====== Records shown ======

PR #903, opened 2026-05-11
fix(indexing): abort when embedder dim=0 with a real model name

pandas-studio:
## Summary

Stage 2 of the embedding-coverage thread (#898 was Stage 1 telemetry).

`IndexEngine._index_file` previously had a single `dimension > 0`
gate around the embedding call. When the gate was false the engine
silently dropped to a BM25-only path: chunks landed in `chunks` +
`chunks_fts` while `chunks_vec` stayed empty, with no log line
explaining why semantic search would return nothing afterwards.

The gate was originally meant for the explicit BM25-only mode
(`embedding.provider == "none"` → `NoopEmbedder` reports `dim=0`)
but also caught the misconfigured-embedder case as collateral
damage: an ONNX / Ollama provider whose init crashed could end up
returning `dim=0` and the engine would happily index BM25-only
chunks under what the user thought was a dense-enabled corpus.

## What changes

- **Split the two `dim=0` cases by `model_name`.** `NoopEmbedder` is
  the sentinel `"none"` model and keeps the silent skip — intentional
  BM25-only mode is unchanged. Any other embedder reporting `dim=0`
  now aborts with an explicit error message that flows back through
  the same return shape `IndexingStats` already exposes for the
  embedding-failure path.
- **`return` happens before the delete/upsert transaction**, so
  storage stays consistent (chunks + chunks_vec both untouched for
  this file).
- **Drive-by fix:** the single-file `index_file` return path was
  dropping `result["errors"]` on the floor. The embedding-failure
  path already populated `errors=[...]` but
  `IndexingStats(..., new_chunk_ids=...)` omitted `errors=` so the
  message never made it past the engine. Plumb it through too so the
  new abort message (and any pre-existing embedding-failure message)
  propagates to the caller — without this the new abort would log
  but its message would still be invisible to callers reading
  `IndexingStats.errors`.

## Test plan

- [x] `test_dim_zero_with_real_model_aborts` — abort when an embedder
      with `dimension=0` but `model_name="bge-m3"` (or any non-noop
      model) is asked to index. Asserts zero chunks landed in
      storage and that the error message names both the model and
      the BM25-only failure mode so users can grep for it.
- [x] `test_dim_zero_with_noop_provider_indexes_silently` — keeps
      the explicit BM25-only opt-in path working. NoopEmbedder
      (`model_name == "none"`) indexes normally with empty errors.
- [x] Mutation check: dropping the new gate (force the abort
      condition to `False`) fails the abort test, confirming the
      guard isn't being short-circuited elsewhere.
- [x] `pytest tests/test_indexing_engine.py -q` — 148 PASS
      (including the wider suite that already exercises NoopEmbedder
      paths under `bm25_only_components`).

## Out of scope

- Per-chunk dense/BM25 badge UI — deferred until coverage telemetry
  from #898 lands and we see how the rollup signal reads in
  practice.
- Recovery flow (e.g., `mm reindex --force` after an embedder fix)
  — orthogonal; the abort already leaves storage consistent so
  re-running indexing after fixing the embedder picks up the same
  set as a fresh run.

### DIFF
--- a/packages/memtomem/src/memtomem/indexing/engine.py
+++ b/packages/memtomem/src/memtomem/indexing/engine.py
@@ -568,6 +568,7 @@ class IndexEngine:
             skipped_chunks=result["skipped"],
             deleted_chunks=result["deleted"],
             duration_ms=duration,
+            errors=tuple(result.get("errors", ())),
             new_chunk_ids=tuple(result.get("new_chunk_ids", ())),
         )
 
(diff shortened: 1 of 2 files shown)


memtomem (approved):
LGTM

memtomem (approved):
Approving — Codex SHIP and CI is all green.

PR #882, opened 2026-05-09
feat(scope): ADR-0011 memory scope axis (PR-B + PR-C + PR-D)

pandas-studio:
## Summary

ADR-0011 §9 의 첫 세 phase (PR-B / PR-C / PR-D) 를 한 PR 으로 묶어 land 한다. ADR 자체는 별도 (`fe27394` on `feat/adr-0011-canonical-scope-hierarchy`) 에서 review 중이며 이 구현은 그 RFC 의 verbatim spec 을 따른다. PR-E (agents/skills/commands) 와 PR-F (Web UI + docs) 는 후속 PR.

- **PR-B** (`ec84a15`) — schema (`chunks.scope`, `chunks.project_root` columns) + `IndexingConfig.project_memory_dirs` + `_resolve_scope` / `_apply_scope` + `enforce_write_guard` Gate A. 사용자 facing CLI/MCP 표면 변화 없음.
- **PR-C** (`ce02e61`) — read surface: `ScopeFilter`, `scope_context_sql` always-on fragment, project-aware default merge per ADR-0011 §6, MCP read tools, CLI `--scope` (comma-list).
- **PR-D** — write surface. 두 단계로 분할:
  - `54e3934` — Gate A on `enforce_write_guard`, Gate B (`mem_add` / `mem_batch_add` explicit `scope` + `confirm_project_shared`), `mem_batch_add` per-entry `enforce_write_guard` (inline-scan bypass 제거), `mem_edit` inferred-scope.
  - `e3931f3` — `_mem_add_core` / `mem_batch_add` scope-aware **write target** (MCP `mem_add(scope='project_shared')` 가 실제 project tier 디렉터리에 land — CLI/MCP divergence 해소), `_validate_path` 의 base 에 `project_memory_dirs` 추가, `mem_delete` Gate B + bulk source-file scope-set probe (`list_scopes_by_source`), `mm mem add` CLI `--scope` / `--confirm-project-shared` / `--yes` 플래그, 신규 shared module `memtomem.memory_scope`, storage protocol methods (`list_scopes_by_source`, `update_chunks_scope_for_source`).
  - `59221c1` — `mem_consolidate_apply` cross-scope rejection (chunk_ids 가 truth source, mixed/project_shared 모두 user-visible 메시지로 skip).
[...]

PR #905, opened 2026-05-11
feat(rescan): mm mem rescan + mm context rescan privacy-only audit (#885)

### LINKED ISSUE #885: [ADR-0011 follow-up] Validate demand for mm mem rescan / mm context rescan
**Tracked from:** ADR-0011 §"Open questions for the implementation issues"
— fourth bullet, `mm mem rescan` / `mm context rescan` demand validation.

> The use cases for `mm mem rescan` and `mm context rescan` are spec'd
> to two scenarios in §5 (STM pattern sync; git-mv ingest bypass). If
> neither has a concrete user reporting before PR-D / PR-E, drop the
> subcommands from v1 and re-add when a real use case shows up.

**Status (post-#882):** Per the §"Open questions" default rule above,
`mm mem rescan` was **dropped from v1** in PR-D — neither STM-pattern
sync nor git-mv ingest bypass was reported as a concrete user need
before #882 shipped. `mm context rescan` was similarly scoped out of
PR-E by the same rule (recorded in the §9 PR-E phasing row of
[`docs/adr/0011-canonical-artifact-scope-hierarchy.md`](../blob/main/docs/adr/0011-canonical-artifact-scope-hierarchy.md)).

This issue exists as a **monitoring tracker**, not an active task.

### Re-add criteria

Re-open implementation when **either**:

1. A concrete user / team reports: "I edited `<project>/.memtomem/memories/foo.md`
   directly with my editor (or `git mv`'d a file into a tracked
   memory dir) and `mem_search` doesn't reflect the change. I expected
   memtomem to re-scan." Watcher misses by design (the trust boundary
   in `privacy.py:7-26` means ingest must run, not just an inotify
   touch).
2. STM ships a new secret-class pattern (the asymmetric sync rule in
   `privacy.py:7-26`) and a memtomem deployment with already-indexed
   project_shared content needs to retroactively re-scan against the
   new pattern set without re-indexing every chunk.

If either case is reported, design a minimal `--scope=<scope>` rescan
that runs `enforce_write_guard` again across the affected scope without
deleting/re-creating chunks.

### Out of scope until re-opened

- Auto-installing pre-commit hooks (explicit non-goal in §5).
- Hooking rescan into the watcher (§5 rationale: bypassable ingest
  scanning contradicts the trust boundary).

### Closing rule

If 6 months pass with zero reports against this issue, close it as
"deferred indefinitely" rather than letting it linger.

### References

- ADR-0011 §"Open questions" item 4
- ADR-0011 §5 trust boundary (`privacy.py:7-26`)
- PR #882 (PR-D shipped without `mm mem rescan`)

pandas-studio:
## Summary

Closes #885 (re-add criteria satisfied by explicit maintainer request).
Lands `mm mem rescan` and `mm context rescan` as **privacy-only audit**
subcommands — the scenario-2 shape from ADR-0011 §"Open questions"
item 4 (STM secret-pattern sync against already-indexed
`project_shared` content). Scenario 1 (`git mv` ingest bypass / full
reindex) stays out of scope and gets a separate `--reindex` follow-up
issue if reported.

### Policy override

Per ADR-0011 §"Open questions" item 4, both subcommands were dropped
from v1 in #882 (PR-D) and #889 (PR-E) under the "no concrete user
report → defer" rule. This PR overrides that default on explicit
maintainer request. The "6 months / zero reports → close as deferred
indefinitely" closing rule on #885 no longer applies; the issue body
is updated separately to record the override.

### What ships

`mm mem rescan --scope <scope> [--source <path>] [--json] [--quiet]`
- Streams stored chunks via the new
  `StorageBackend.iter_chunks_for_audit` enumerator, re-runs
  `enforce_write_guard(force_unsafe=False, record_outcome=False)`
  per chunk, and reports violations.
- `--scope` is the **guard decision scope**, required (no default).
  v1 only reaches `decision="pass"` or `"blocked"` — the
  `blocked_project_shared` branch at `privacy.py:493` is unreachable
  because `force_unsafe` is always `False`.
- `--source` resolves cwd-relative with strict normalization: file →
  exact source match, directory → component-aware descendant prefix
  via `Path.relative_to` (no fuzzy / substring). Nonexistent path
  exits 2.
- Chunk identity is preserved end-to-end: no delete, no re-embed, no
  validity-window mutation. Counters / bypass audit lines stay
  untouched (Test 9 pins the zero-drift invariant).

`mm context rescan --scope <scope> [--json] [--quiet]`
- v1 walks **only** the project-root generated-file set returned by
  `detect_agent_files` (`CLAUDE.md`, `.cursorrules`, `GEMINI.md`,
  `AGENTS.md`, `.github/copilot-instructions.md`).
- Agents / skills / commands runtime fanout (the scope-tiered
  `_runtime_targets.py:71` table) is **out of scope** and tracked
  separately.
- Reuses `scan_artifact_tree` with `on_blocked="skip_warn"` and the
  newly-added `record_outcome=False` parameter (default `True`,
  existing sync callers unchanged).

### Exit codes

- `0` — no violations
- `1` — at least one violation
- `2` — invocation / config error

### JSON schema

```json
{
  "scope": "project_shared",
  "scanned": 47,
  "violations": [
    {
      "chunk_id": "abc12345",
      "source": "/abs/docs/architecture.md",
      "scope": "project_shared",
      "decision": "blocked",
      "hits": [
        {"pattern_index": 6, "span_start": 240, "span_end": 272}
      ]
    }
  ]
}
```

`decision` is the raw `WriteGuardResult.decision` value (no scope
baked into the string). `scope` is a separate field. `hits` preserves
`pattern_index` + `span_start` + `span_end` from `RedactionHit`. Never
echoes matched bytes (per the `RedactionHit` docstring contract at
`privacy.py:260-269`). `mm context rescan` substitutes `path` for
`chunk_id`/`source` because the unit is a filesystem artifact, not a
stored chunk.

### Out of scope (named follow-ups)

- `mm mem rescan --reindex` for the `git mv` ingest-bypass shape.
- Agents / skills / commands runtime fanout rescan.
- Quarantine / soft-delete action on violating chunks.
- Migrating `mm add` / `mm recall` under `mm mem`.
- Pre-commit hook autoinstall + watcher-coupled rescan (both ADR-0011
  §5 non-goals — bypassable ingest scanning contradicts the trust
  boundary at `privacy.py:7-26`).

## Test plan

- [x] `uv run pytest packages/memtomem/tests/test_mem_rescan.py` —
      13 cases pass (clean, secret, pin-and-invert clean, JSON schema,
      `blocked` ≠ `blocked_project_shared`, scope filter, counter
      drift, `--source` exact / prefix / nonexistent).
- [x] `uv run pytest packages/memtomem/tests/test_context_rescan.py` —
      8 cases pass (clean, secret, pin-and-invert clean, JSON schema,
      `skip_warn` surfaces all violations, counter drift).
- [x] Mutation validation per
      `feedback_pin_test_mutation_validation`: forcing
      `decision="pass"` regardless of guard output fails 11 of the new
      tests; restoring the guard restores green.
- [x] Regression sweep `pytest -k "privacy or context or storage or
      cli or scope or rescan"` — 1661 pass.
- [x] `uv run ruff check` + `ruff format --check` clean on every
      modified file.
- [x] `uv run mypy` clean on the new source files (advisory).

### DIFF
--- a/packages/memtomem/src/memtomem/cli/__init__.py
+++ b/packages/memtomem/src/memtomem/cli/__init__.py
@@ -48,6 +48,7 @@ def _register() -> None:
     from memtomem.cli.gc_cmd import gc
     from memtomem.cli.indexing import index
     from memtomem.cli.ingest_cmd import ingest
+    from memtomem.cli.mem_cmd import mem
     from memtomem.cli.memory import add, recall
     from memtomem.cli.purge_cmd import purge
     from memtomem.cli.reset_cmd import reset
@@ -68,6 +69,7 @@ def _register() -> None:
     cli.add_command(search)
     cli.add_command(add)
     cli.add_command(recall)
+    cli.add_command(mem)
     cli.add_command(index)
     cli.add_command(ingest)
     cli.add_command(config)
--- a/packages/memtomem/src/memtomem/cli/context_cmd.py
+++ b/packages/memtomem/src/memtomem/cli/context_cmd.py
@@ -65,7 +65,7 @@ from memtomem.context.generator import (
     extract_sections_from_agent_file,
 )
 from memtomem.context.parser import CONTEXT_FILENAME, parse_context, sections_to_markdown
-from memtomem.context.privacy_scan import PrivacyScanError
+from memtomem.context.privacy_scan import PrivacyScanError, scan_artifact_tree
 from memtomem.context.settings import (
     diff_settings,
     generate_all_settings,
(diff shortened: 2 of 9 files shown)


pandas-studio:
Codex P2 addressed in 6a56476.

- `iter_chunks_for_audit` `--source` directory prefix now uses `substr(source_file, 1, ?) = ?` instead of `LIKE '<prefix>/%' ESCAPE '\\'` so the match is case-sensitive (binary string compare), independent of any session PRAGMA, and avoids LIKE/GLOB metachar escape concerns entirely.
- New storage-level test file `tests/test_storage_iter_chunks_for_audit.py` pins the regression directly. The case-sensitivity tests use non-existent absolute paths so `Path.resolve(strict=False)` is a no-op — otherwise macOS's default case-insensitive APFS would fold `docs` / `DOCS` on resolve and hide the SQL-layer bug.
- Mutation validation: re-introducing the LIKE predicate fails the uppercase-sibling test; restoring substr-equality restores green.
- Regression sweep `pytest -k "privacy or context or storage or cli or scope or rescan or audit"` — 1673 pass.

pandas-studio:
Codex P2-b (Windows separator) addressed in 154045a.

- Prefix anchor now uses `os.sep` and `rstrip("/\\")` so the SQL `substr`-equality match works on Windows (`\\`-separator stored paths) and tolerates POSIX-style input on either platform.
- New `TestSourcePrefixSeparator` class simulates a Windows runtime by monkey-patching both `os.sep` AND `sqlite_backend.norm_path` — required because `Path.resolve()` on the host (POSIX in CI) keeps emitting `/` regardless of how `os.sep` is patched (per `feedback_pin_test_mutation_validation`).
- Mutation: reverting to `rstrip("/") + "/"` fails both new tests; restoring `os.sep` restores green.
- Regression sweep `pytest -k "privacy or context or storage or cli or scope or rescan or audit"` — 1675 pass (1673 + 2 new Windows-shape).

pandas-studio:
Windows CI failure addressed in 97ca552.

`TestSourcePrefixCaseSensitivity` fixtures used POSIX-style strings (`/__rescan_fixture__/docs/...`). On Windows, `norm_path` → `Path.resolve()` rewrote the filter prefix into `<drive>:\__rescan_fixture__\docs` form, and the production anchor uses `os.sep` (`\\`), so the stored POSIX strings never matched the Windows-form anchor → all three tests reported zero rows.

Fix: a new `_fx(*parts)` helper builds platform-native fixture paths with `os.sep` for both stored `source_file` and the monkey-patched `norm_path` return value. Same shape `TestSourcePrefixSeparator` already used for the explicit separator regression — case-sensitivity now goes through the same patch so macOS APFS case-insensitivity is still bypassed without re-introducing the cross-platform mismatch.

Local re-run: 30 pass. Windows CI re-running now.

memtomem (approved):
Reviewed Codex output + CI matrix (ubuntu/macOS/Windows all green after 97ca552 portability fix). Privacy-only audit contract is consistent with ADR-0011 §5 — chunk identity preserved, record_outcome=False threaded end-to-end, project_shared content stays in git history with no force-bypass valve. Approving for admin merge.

======

Only the lines from the start of the material through the line bearing "storage stays consistent" are needed, restated exactly, with both end lines included.

PR #903, opened 2026-05-11
fix(indexing): abort when embedder dim=0 with a real model name

pandas-studio:
## Summary

Stage 2 of the embedding-coverage thread (#898 was Stage 1 telemetry).

`IndexEngine._index_file` previously had a single `dimension > 0`
gate around the embedding call. When the gate was false the engine
silently dropped to a BM25-only path: chunks landed in `chunks` +
`chunks_fts` while `chunks_vec` stayed empty, with no log line
explaining why semantic search would return nothing afterwards.

The gate was originally meant for the explicit BM25-only mode
(`embedding.provider == "none"` → `NoopEmbedder` reports `dim=0`)
but also caught the misconfigured-embedder case as collateral
damage: an ONNX / Ollama provider whose init crashed could end up
returning `dim=0` and the engine would happily index BM25-only
chunks under what the user thought was a dense-enabled corpus.

## What changes

- **Split the two `dim=0` cases by `model_name`.** `NoopEmbedder` is
  the sentinel `"none"` model and keeps the silent skip — intentional
  BM25-only mode is unchanged. Any other embedder reporting `dim=0`
  now aborts with an explicit error message that flows back through
  the same return shape `IndexingStats` already exposes for the
  embedding-failure path.
- **`return` happens before the delete/upsert transaction**, so
  storage stays consistent (chunks + chunks_vec both untouched for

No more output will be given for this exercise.